BEGIN

PR #135, opened 2020-12-03
Read and Filter Task

IvanLuchkin:
Task completed.

### DIFF
--- a/src/main/java/core/basesyntax/FileWork.java
+++ b/src/main/java/core/basesyntax/FileWork.java
@@ -1,7 +1,23 @@
 package core.basesyntax;
 
+import java.io.File;
+import java.io.IOException;
+import java.nio.file.Files;
+import java.util.Arrays;
+
 public class FileWork {
-    public String[] readFromFile(String fileName) {
-        return null;
+    private static final String START_SYMBOL = "w";
+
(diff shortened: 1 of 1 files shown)


src/main/java/core/basesyntax/FileWork.java
```diff
@@ -1,7 +1,23 @@
...
 public class FileWork {
-    public String[] readFromFile(String fileName) {
-        return null;
+    private static final String START_SYMBOL = "w";
+
+    public static String[] readFromFile(String fileName) {
+        try {
+            return Files.readAllLines(new File(fileName).toPath())
+                    .stream()
+                    .flatMap(line -> Arrays.stream((line + " ").toLowerCase().split("[.!?]* ")))
```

END

Task to complete - Check each line of the data for "java". Copy the lines where it turns up.

Exercise output -
--- a/src/main/java/core/basesyntax/FileWork.java
+++ b/src/main/java/core/basesyntax/FileWork.java
+import java.io.File;
+import java.io.IOException;
+import java.nio.file.Files;
+import java.util.Arrays;
src/main/java/core/basesyntax/FileWork.java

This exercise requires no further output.